Scrive Nadia Urbinati: “La resistenza fu una guerra civile tra italiani fascisti e antifascisti. E le guerre civili sono vinte da una parte ma mai completamente”. Nella testa e ne cuore degli sconfitti in questi ottant’anni in cui “sono stati relegati a minoranza politica d’opposizione, ha covato il risentimento”. E ora che sono maggioranza al potere pensano che sia giunta l’ora della rivincita. Vale per la generazione nata negli anni del fascismo (La Russa), e vale per le generazioni cresciute nelle lotte di piazza tra estrema destra ed estrema sinistra (Meloni). Nella mente degli eredi del Duce e del Movimento sociale resta una incrostatura mai sciolta: “L’odio contro coloro che, dopo averli atterrati nel 1945, hanno scritto le regole fondative del loro vivere civile e politico in modo che mai loro potessero tornare. Hanno dovuto cambiare nome, camuffare la loro identità. E nulla può essere più umiliante di non potere essere liberamente se stessi, a causa di una guerra civile persa. Oggi, La Russa e Meloni celebrano la loro vendetta. E dai ruoli più alti della Repubblica democratica antifascista affermano quello che da decenni avevano nel cuore: la Resistenza è stata una guerra minore, una ragazzata trasformata dai libri di storia e dai partiti che l’hanno fatta in un’epopea. La Resistenza come una battaglia di paese, senza eroici vincitori”.

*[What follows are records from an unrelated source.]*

PR #3304, opened 2026-06-01
Use ring buffer for the SimProfiler

ttktjmt:
`Update()` called `erase(begin())` + `push_back()` on 11 vectors every frame, _O(N)_ per buffer. Replace with a `head_` write cursor and direct indexed writes (`buf[head_] = val`), advancing the cursor modulo 200 at the end of each update. Pass `head_` as ImPlot's `offset` parameter so the circular buffer renders correctly without data movement.


okmatija:
Thanks for the PR! We have not been very good with writing tests for the studio components, perhaps you could kick this off by adding a simple one for the SimProfiler. You could make sure it passes with and without your change e.g., by implementing the test in a first commit and doing the refactor in the next one.

ttktjmt:
@okmatija Thank you for the review!
Sure, I can add a simple test for `SimProfiler` as a first step. The design of the test contracts depends on whether they need to cover behavior both before and after this change, or only after.

Contracts covering both before and after the change:

- Calling `Update()` N times does not crash
- If `N ≤ max_frames`, exactly N frames are recorded
- If `N > max_frames`, it does not crash
- The most recently recorded values are retrievable
- After `Clear()`, subsequent calls to `Update()` work correctly

Contracts focused only on the behavior after this change:

- A single call to `Update()` increments the recorded frame count by 1 (i.e., `head` advances from 0 to 1)
- Calling `Update()` max_frames + 1 times wraps head back via % max_frames (i.e., `head` goes from max_frames to 1)
- Calling `Clear()` resets `head` to 0
- The N-th call to `Update()` writes to slot N-1 (e.g., the 1st call writes to slot 0, the 2nd to slot 1, with `dim_body` values)

Which scope would you prefer?

okmatija:
We don't want to maintain detailed tests I think, just some basic sanity checking is enough IMO. Also, looking at the API again I think we don't really have a useful public function we can use to implement the tests (we don't really want to check private implmeentation details like where `head_` is), perhaps we could add a `Summary()` function which returns a `Summary` struct some useful info e.g., counts and averages? With that data we could implement one test that does something like:

* Record N < max_frames and check summary.
* Record one more frame and check summary.
* Record one more frame (so N > max_frames) and check summary.
* Clear() and check summary is all zero or whatever makes sense.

Inutile sperare in un ravvedimento evolutivo delle loro coscienze. La svolta di Fini a Fiuggi (“il fascismo male assoluto”) purtroppo è rimasto un atto di coraggio isolato. Nessuno dei post-fascisti oggi al potere l’ha più pronunciata. E “le parole”, come insegna Nanni Moretti, “sono importanti”. Ha ragione Elly Schlein quando, rispondendo a La Russa, dice: “L’antifascismo è la Costituzione”.  Come dice Urbinati, “quelle orecchie non sentono”. Tocca a noi, a tutti coloro che invece hanno orecchie per sentire e occhi per vedere quel che sta accadendo e dove stiamo andando, vivere questo 25 aprile come sappiamo, con il cuore, la passione, la partecipazione, senza cadere nella loro trappola.